You shouldn't have to pay for a "prize" someone will "give" you for creating the "winning" art piece. If someone is asking you to pay for something, please be careful. We are members of a great site, but sometimes people sneak on here will ill intentions.

Please, be *smart! *

Ask around the forum about the person in question. If they are offering a fish but will require shipping, this is doubly so. Ask for photos, ones with time stamps (Ask for a sheet of paper with the day and time by the photo), check the person's other threads to make sure they're not scamming you.

And, again- research, ask around! *Be Smart!!!*


Keeping up with your thread:

It gets a little crazy sometimes, with so many requests, when you make a request thread. If you decide to stop taking requests, please post such.

If you can't do all the requests that you have, let those people who've asked know that you can't fulfill their request. That way, they know what's going on and won't be waiting in anticipation. 

Give others a chance to request art:

 In threads that take art requests, let others get the chance to post their request. Going onto every thread that accepts requests for your fish disables others to get their requests in.

Let everyone have a chance to request! It's a *kind* and *respectful* thing to do.


Thanks, guys! Happy creating!


----------



## Pitluvs (Jun 22, 2011)

:welldone: :notworthy: This had to be said!


----------



## PewPewPew (Nov 26, 2010)

<3


----------



## hmckin20 (Jul 30, 2011)

jeez that reminded me of my own req thread!



thanks, awesome post.


----------



## PewPewPew (Nov 26, 2010)

Thanks, hun 


Actually- I just saw something that a moderator wrote...
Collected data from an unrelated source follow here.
PR #4374, opened 2026-07-20
Feat/use case studies refs oaks impact

CatMillerCM:
## Description

- add case study schemas
- update query
- use case studies references in oak's impact
- update fixture and tests

## Issue(s)

Fixes ADOPT-2126

## How to test

1. Go to https://oak-web-application-website-git-feat-use-case-studies-re-df6ce7.vercel.thenational.academy/about-us/oaks-impact
3. See case studies section using references from [Sanity](https://cms.thenational.academy/structure/pages;aboutUsNew;newAboutCorePage.oaksImpact)

## Screenshots
image
image

## Checklist

- [ ] Design sign-off


src/components/GenericPagesComponents/OaksImpactCaseStudies/index.tsx
```diff
@@ -30,27 +28,30 @@ export const OaksImpactCaseStudies = ({
...
-                key={caseStudy.heading}
-                heading={caseStudy.heading}
+                key={caseStudy.slug.current}
+                heading={caseStudy.video.title || ""}
                 headingLevel={"div"}
-                href={caseStudy.href}
-                imageSrc={caseStudy.imageSrc}
+                href={`#/case-studies/${caseStudy.slug.current}`}
+                imageSrc={
+                  getProxiedSanityAssetUrl(caseStudy.image?.asset?.url) ?? ""
```
orangemug, line 50: I did not know this existed (CC @alexcupit)

CatMillerCM: This is what stops the need for adding the cdn block into `next.config.ts` 🙌

src/components/GenericPagesComponents/OaksImpactCaseStudies/index.tsx
```diff
@@ -30,27 +28,30 @@ export const OaksImpactCaseStudies = ({
...
             as="ul"
-            $gap={"spacing-16"}
-            $flexDirection={["column", "row"]}
+            $gridTemplateColumns={["1fr", "repeat(3, 1fr)"]}
+            $cg={"spacing-16"}
+            $rg={"spacing-16"}
             $pa={"spacing-0"}
             $ma={"spacing-0"}
           >
             {caseStudies.map((caseStudy) => (
```
orangemug, line 42: I think we probably want to cap this at `3` as the UI will start to look wonky above that number. Maybe we should put a "max" in the CMS if we haven't already, but either way max 3 here

orangemug (changes requested):

src/components/GenericPagesComponents/OaksImpactCaseStudies/index.tsx
```diff
@@ -30,27 +28,33 @@ export const OaksImpactCaseStudies = ({
...
               <OakCard
                 as="li"
-                key={caseStudy.heading}
-                heading={caseStudy.heading}
+                key={caseStudy.slug.current}
+                heading={caseStudy.video.title || ""}
                 headingLevel={"div"}
-                href={caseStudy.href}
-                imageSrc={caseStudy.imageSrc}
+                href={`#/case-studies/${caseStudy.slug.current}`}
```
alexcupit, line 48: I know the path isn't yet live, so not sure if this a placeholder, but looks like this is pointing to: 
`https://oak-web-application-website-git-feat-use-case-studies-re-df6ce7.vercel.thenational.academy/about-us/oaks-impact#/case-studies/tackling-blank-page-syndrome-with-aila`

src/components/GenericPagesComponents/OaksImpactCaseStudies/index.tsx
CatMillerCM: Hmm, I have actually just updated the grid to be `{["1fr", "repeat(auto-fit, minmax(200px, 1fr))"]}` so that you can add/remove list and they shrink/grow a bit, but depending on screen size they would drop to the next row if they were to go under 200px width of course. But this gives more flexibility. I'm wondering how much we'd want to enforce this? I feel like there's currently the scenario where we would want it to take 2 lis (other 2 case studies), and possible 4 in the future?
Maybe a thought for @HelenHarlow, do we want to limit the number of cards that can go in this section?

src/components/GenericPagesComponents/OaksImpactCaseStudies/index.tsx
alexcupit: Interesting! Looks like `OakCard` uses `OakImage` so no need for `CMSImage` here and therefore relies on the `url` rather than `_id` too

src/components/GenericPagesComponents/OaksImpactCaseStudies/index.tsx
CatMillerCM: yes sorry shouldve put a comment, it's placeholder for now :)

src/components/GenericPagesComponents/OaksImpactCaseStudies/index.tsx
HelenHarlow: Heya! We only ever want to have 3 here. When we have more case studies, we will be linking off to the case study library, so this is just to allow the user to directly access a few/ get a taste for the content. Hope that answers the question?

CatMillerCM: @HelenHarlow thanks! My only worry is at the minute we only have 3 videos, so for go live this section would only be able to have 2? 
image
Realise it's slightly updated in the new designs but think it would be the same issue?
image

src/components/GenericPagesComponents/OaksImpactCaseStudies/index.tsx
orangemug: Yeah, I think we can do away with `CMSImage` in a bunch of places, yay!

src/components/GenericPagesComponents/OaksImpactCaseStudies/index.tsx
HelenHarlow: So on the impact page itself, there will always be 3, but yes, you're right, on the case study page for a short amount of time, we will need to display 2. The cards themselves shouldn't look any different, it's just that we'll display 2 cards over 8 columns rather than 3 cards over 12 columns. I'm going to add some examples to the documentation to show how this should look. I'm not sure if that quite answers your question so let me know if there's anything i misunderstood

CatMillerCM: Thanks, that makes sense. So do we think I should put a limit of 3 in Sanity as it will never be over that? A user could add 1 or 2, but I will make sure the size of the cards would still be the same and centred?

HelenHarlow: I  think the min would be 2 and the max would be 3, but yes that sounds good! Thanks

rightsaidjames (approved):
LGTM

orangemug (approved):

PR #4386, opened 2026-07-22
Fix/adopt 2164/shrink legacy logos

CatMillerCM:
## Description

Makes legacy logos smaller and bring in curriculum text

## Issue(s)

Fixes ADOPT-2164

## How to test

1. Go to https://oak-web-application-website-git-fix-adopt-2164shrink-leg-745126.vercel.thenational.academy/about-us/oaks-curricula
2. Scroll to Legacy section
3. Change screen size to observe responsive behaviour

## Screenshots

image
image

How it should now look:
image
image

## Checklist

- [ ] Design sign-off


src/components/GenericPagesComponents/CurriculumPartners/index.tsx
```diff
@@ -47,11 +47,11 @@ export function CurriculumPartners({
       <OakBox>
         <OakGrid
           as="ul"
-          $gridTemplateColumns={[
-            "repeat(3, 1fr)",
-            "repeat(5, 1fr)",
-            "repeat(6, 1fr)",
-          ]}
+          $gridTemplateColumns={
+            title === "Current"
```
orangemug: Use a prop like `useSmallMode` or something like that instead of a string

orangemug (changes requested):

src/components/GenericPagesComponents/CurriculumPartners/index.tsx
CatMillerCM: @orangemug How do you feel about using the new `size` prop? initially this was only to be used when multiple size-related css properties were updates, but after a couple of discussions i was thinking about making it more flexible so it's just anything that impacts size. Here we would then pass something like `size = "sm"` almost like a variant, with default as "md". However this would still be a string but would be a specific prop instead of relying on the title staying the same, and would follow the [current accepted values](https://app.notion.com/p/oaknationalacademy/Oak-Components-Standards-v3-35726cc4e1b180f58ccef8cc58274b90?source=copy_link#35726cc4e1b1803dae7dd68750d72af9).

What do you think?

orangemug: Yup sounds good to me

CatMillerCM: updated in [c0b5919](https://github.com/oaknational/Oak-Web-Application/pull/4386/commits/c0b59193eae04f0b509a600ae8704d81d3a54ebd) - let me know what you think of the approach. Good chance to test out standards :D

orangemug: Something seems off with the word "config" but general approach I like

orangemug (approved):
LGTM

HelenHarlow (approved):
LGTM

rightsaidjames (approved):
Re-approving following additional changes

src/components/GenericPagesComponents/CurriculumPartners/index.tsx
CatMillerCM: hmmm, I know what you mean, think Weronika initially called it a variantConfig and then Reece and I agreed it would be good to have a separate config file. If there's a better word though I'm all ears and happy to update the standards 🙌

PR #4389, opened 2026-07-23
fix(pupil): avoid blocking navigation on classroom submission checks

jamiemax:
## description

- prevent submission checks from blocking pupil navigation
- keep the expected submission check asynchronous during destination page hydration
- prevent duplicate submission requests caused by the navigation handler and destination hydration running in quick succession
- add coverage for intro, video, quiz, and classroom add-on flows

## issue(s)

fixes [pupil-1779](https://app.notion.com/p/39e26cc4e1b1807ea575f66ab4e7f35c)

## how to test

1. go to `/pupils/programmes/computing-primary-year-4/units/the-internet/lessons/sharing-information/overview` using the classroom assignment query parameters from the ticket
2. open the browser network panel and filter for `classroom/submission`
3. enter the introduction, starter quiz, video, or exit quiz
4. complete the section and click `continue lesson`
5. you should navigate immediately without waiting for the submission request
6. the click should not start an additional blocking submission request
7. a single asynchronous submission request during destination page hydration is expected
8. repeat the navigation and confirm there are no duplicate submission requests in quick succession
9. for an assignment that has been handed in or returned, confirm the hydrated read-only state redirects the pupil to the review page

## screenshots

n/a 

## checklist

- [x] added or updated tests where appropriate
- [ x] manually tested across browsers / devices
- [x] considered impact on accessibility
- [x] design sign-off not required because there are no visual changes
- [ ] approved by product owner
- [ ] does this pr update a package with a breaking change

### DIFF
--- a/src/components/PupilComponents/Views/Hooks/usePupilExperienceBase.test.ts
+++ b/src/components/PupilComponents/Views/Hooks/usePupilExperienceBase.test.ts
@@ -58,19 +58,40 @@ describe("usePupilExperienceBase", () => {
     expect(routerPush).toHaveBeenCalledWith("/pupils/lessons/lesson-1/review");
   });
 
-  it("blocks progression and redirects when refresh resolves read-only", async () => {
-    const refreshReadOnly = jest.fn().mockResolvedValue(true);
+  it("allows progression immediately from cached writable state without refreshing", () => {
+    const refreshReadOnly = jest.fn(
+      () => new Promise<boolean>(() => undefined),
+    );
     usePupilLessonProgress.getState().setRefreshReadOnly(refreshReadOnly);
 
     const { result } = renderHook(() => usePupilExperienceBase());
     let canProgress: boolean | undefined;
-    await act(async () => {
-      canProgress = await result.current.ensureCanProgress();
+    act(() => {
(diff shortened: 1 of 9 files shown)


paulsweeting (changes requested):
@jamiemax  - ❌  Unfortunately, we cannot proceed with this solution, as it allows the Student to hand in at the final question of the quiz, which would store the results in Google Cloud. This seems to fail if the student hands-in the application and then they get stuck in a loop. The check that the assignment isn't in a state of 'TURNED_IN' is necessary to prevent this.

The delay in the button might just need to stay, or as you suggested introduce a loading spinner on the button as a visual indicator that it's loading.

In this scenario below, not only does the student get stuck but the final score is NOT sent to the teacher allowing them to view what the Pupil scored.

Steps:
1 - Complete the Exit Quiz up to the final question
2 - Before clicking 'Review Lesson' click 'Hand in'
3 - Click 'Review lesson'

**The state is not stored in Google Cloud, Pupil gets stuck, and the final score is not sent to the teacher.**

https://github.com/user-attachments/assets/cecf586b-b4cb-4422-a8a2-45adb5f16751

jamiemax:
@paulsweeting no problem, working on a follow up fix for this now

*That competitions are not meant to be hosted within the art thread.*

I will contact the mods later in the day to see about this. If its against the rules or something, or to offer prizes, etc, I'll ask to modify the post.


----------



## 1fish2fish (Sep 10, 2009)

I think the only safe way to do a contest is if it is forum sanctioned. That is to say a member can't just come on here and say "hey.. The best art wins x,y.z"... That the BF/TFK staff would have to agree to host the competition and would need to appoint a mod to oversee it.
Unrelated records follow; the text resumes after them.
PR #4393, opened 2026-07-23
Feat/lesq 2172/sign out redirect [LESQ-2172]

njblore:
## Description

Music year: 2019

- Add a wrapper around the clerk provider so we can set `afterSignOutRedirectUrl` to the current page - clerk uses the homepage by default
- add a matcher for pages gated behind login so we can redirect these to the home page after sign out and prevent a loop where the user is redirected back to sign in

## How to test

**_Note_**: the sign out redirect url can only be declared when the page first initialises, so any updates to filters/query params that happen after first loatd will not be maintained when signing out 😞 confirmed by Clerk on their discord

1. Go to https://oak-web-application-website-git-feat-lesq-2172sign-out-redirect.vercel.thenational.academy/teachers/programmes/art-primary/units
2. Sign in
3. Sign out
4. You should remain on the same page
6. Repeat the above steps for different page types, eg. a unit, lesson, blog, campaign etc
7. Sign in and go to my library
8. Sign out
9. You should be redirected to the home page


src/browser-lib/appProviders/clerkProviderWithRedirects.tsx
```diff
@@ -0,0 +1,72 @@
...
+
+// Pathnames for pages that are gated behind login
+const authRequiredPathnameRegex = /teachers\/my-library/;
+
+export function ClerkProviderWithRedirects({
+  children,
+  fontFamily,
+}: Readonly<{ children: React.ReactNode; fontFamily: string }>) {
+  const signOutUrl = useMemo(() => {
+    if (typeof window !== "undefined") {
```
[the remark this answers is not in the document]
njblore: yes this is noted as a limitation, it should only affect limited circumstances eg. when applying filters, as the clerk provider does not accept a dynamic value for the sign out url

src/browser-lib/appProviders/clerkProviderWithRedirects.tsx
```diff
@@ -0,0 +1,70 @@
+"use client";
+import { ClerkProvider } from "@clerk/nextjs";
+import { useMemo } from "react";
+
+// Pathnames for pages that are gated behind login
+const AUTH_REQUIRED_PATH_PREFIXES = ["/teachers/my-library"];
```
njblore, line 6: I don't love this approach but can't think of a better alternative, other than using the middleware to gate routes which we have ruled out due to latency issues

couplm: I was thinking it'd be better if it lived somewhere more visible at least, like some sort of config file as I used a lot in Angular applications, however it doesn't seem we have anything similar here. It is probably fine living here as at least it is bundled with the code, just wondering if it would be lost track of in future, especially if the number of pages grows

couplm (approved):
📮

RBrownsett (approved):
Looks good! Tested against different pages (along with copyright lessons) and the page loaded in the correct state.

PR #4411, opened 2026-08-04
Better feature flag implementation 

orangemug:
## Description
That supports server-time, build-time feature flags & override via an environment variable

Hopefully we can now use either this in server-side usage

```ts
isFeatureFlagEnabled(
    context,
    "oaks-impact"
);
```

Or this in build time usage, just remove the `context` as it's not available

```ts
isFeatureFlagEnabledAtBuild("oaks-impact");
```

@rightsaidjames can override any feature flag with `FORCE_FEATURE_FLAG_*` so in this instance `FORCE_FEATURE_FLAG_OAKS_IMPACT=true` in vercel which means we can't accidentally merge with features enabled. 

When we go live we can either set `FORCE_FEATURE_FLAG_OAKS_IMPACT=true` on production, or make a code change to change the default value to true (preferred)

## Issue(s)
Fixes `ADOPT-2183`

## How to test

1. Go to https://oak-web-application-website-git-feat-adopt-2183-better-f-9a52f1.vercel.thenational.academy/about-us/oaks-impact
2. Check that it still 404s with flag disabled

## Checklist

- [ ] Design sign-off


src/utils/featureFlagServer.ts
```diff
@@ -0,0 +1,51 @@
+import { GetServerSidePropsContext } from "next";
+
+import { getFeatureFlag } from "@/node-lib/posthog/getFeatureFlag";
+import { getPosthogIdFromCookie } from "@/node-lib/posthog/getPosthogId";
+import getBrowserConfig from "@/browser-lib/getBrowserConfig";
+
+export const FLAGS = {
+  get "oaks-impact"() {
```
rightsaidjames, line 8: It looks like this const is hardcoded for Oak's impact, so the `isFeatureFlagEnabledAtBuild` won't work for other feature flags. Is this intentional?

orangemug: Yeah you'd need to setup a mapping at the start of the work. So when you start it you'd add

```tsx
{
  get "some-feature" () {
    return process.env.FORCE_FEATURE_FLAG_SOME_FEATURE ?? "false";
  }
}
```

Then you should be able to use either of the following everywhere you need to

```tsx
isFeatureFlagEnabledAtBuild("some-feature")
isFeatureFlagEnabled(context, "some-feature")
```

rightsaidjames (approved):

CatMillerCM (approved):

Seeing that art is SUBJECTIVE and there are young members here I really don't think art competitions are appropriate.


----------



## cajunamy (Apr 28, 2011)

I agree with 1fish2fish


----------



## dramaqueen (Jul 7, 2008)

Thanks, guys. This contest thing is going to be stopped. We don't allow any contests not started by mods or Admin. I'll do a sticky about it later.


----------



## PewPewPew (Nov 26, 2010)

Oh good


----------



## TheCrysCat (Mar 14, 2011)

I wish I'd been on earlier. Agree x99999999999999999999999999999999999.


----------



## Nexangelus (Apr 29, 2011)

PewPewPew said:


> Its okay not to like something.


What if I don't like art in general?


----------



## dramaqueen (Jul 7, 2008)

Not to be rude but if you don't like art then what are you doing in the art section? lol


----------



## Nexangelus (Apr 29, 2011)

You know, I just clicked on new posts and saw this. I didn't think to check where it was posted. Whoops!


----------



## dramaqueen (Jul 7, 2008)

lol. That's ok.


----------



## PewPewPew (Nov 26, 2010)

Haha, Nex, you trollin' 

So, DQ, is it offical that there are no contests for the art section? :< Or only ones with prizes?
Just to be on the lookout.


----------



## dramaqueen (Jul 7, 2008)

No contests, period.


----------



## fightergirl2710 (Jun 9, 2011)

I wonder if we can have art contests (by the forum of course) like how we have photo contests? Give all our skills a chance? :3

That was a good read P3 (although i mentioned it before XD) Very well put ;-)


----------



## PewPewPew (Nov 26, 2010)

Thanks, hun ;3


----------